:: Supplied entries ::
━━━━━━━━━━━━━━━━━━━━

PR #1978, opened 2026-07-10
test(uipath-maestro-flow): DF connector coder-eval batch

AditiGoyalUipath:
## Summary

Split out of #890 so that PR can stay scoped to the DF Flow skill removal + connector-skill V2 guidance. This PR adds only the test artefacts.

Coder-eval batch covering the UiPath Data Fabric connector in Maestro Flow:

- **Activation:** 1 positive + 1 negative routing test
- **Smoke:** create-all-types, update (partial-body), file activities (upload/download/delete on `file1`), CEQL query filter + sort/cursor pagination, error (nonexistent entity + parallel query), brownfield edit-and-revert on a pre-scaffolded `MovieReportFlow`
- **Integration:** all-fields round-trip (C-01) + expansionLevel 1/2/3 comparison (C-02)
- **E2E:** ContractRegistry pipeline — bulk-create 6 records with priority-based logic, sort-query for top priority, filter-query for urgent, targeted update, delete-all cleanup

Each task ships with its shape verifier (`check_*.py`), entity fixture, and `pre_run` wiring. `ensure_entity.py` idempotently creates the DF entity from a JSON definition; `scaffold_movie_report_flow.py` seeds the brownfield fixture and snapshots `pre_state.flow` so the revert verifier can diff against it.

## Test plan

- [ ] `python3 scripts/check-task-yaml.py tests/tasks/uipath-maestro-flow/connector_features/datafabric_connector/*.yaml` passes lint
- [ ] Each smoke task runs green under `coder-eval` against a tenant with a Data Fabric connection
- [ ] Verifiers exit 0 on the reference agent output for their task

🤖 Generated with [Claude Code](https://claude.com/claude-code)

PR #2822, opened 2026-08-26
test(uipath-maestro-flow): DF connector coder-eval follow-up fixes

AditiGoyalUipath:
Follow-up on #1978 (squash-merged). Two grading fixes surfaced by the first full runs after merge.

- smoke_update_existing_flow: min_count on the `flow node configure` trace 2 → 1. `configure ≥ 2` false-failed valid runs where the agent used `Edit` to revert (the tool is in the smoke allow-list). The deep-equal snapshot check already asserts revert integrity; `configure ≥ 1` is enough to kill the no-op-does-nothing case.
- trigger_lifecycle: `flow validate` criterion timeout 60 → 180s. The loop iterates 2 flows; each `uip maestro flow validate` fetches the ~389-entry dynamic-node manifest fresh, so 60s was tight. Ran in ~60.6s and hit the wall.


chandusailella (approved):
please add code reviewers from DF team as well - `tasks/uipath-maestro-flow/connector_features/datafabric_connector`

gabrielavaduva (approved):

━━━━━━━━━━━━━━━━━━━━

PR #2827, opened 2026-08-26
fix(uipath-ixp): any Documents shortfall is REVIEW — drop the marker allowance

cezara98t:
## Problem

━━━━━━━━━━━━━━━━━━━━

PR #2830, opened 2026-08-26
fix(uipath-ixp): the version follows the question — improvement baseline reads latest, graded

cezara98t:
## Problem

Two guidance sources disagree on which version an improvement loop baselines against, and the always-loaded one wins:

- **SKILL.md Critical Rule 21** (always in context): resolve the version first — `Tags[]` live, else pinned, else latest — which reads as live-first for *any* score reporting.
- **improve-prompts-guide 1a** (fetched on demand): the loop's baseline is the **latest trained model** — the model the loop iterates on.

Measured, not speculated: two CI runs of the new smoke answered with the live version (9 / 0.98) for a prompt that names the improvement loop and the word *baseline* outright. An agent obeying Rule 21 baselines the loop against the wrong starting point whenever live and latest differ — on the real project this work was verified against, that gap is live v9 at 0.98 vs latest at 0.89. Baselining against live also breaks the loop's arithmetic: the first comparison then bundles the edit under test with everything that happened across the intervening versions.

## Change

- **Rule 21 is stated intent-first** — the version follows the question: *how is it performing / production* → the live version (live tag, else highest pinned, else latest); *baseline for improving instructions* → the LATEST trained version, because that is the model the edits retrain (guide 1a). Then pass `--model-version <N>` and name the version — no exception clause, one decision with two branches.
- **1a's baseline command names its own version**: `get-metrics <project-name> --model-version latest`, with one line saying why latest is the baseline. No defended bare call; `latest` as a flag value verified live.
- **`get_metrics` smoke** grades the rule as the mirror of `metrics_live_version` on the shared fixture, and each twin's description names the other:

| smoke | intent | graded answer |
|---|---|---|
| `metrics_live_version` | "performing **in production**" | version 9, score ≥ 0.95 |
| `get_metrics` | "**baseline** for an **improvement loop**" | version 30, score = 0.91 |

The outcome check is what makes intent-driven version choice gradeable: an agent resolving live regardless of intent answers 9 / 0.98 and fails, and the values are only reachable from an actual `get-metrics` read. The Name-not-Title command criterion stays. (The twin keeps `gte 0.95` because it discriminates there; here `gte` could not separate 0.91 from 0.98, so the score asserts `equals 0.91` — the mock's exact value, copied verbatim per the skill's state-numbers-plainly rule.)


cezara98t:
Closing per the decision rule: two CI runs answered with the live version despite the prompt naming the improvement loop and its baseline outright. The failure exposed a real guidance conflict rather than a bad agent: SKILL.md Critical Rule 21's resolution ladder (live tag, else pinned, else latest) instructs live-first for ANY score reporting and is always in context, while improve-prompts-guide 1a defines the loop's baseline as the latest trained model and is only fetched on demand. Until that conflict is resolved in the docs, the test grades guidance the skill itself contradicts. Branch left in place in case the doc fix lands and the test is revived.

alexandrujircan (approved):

━━━━━━━━━━━━━━━━━━━━

Give only the lines from the one holding "PR #1978, opened 2026-07-10" through the one holding "Follow-up on #1978", each restated exactly as it appears above.

PR #1978, opened 2026-07-10
test(uipath-maestro-flow): DF connector coder-eval batch

AditiGoyalUipath:
## Summary

Split out of #890 so that PR can stay scoped to the DF Flow skill removal + connector-skill V2 guidance. This PR adds only the test artefacts.

Coder-eval batch covering the UiPath Data Fabric connector in Maestro Flow:

- **Activation:** 1 positive + 1 negative routing test
- **Smoke:** create-all-types, update (partial-body), file activities (upload/download/delete on `file1`), CEQL query filter + sort/cursor pagination, error (nonexistent entity + parallel query), brownfield edit-and-revert on a pre-scaffolded `MovieReportFlow`
- **Integration:** all-fields round-trip (C-01) + expansionLevel 1/2/3 comparison (C-02)
- **E2E:** ContractRegistry pipeline — bulk-create 6 records with priority-based logic, sort-query for top priority, filter-query for urgent, targeted update, delete-all cleanup

Each task ships with its shape verifier (`check_*.py`), entity fixture, and `pre_run` wiring. `ensure_entity.py` idempotently creates the DF entity from a JSON definition; `scaffold_movie_report_flow.py` seeds the brownfield fixture and snapshots `pre_state.flow` so the revert verifier can diff against it.

## Test plan

- [ ] `python3 scripts/check-task-yaml.py tests/tasks/uipath-maestro-flow/connector_features/datafabric_connector/*.yaml` passes lint
- [ ] Each smoke task runs green under `coder-eval` against a tenant with a Data Fabric connection
- [ ] Verifiers exit 0 on the reference agent output for their task

🤖 Generated with [Claude Code](https://claude.com/claude-code)

PR #2822, opened 2026-08-26
test(uipath-maestro-flow): DF connector coder-eval follow-up fixes

AditiGoyalUipath:
Follow-up on #1978 (squash-merged). Two grading fixes surfaced by the first full runs after merge.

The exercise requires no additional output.